[PROBLEM REQUIREMENTS]: All of the data that follows should be retyped exactly as it appears.

******************************

PR #302, opened 2020-07-27
feat: add purge mutations for users, groups, and domains

adrysn:
This PR adds `purge` mutations to users, groups, and domains. Those three models did not expose delete operation until now (there is delete operation, but actually what it does is to just inactivate objects) since we thought it is too dangerous. However, there are requests for this feature from customers, and we decided to expose the API by `purge` mutation.

* Add `purge` mutation for domains.
  - To purge a domain, there should be no bound groups and users.
* Add `purge` mutation for groups.
  - There is no condition to purge a group since group is not an essential ingredient for users. When a group is deleted, users belong to it just lost access to that group, but their account still functions well if there are in other groups.
  - Group's related virtual folders will also be purged together.
* Add `purge` mutation for users.
  - This will completely delete user's virtual folders, kernels, and keypairs.
  - Virtual folders shared with other users will not be deleted by default, and their ownership is migrated to the requested admin.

******************************

[YOUR SOLUTION]:
PR #302, opened 2020-07-27
feat: add purge mutations for users, groups, and domains

adrysn:
This PR adds `purge` mutations to users, groups, and domains. Those three models did not expose delete operation until now (there is delete operation, but actually what it does is to just inactivate objects) since we thought it is too dangerous. However, there are requests for this feature from customers, and we decided to expose the API by `purge` mutation.

* Add `purge` mutation for domains.
  - To purge a domain, there should be no bound groups and users.
* Add `purge` mutation for groups.
  - There is no condition to purge a group since group is not an essential ingredient for users. When a group is deleted, users belong to it just lost access to that group, but their account still functions well if there are in other groups.
  - Group's related virtual folders will also be purged together.
* Add `purge` mutation for users.
  - This will completely delete user's virtual folders, kernels, and keypairs.
  - Virtual folders shared with other users will not be deleted by default, and their ownership is migrated to the requested admin.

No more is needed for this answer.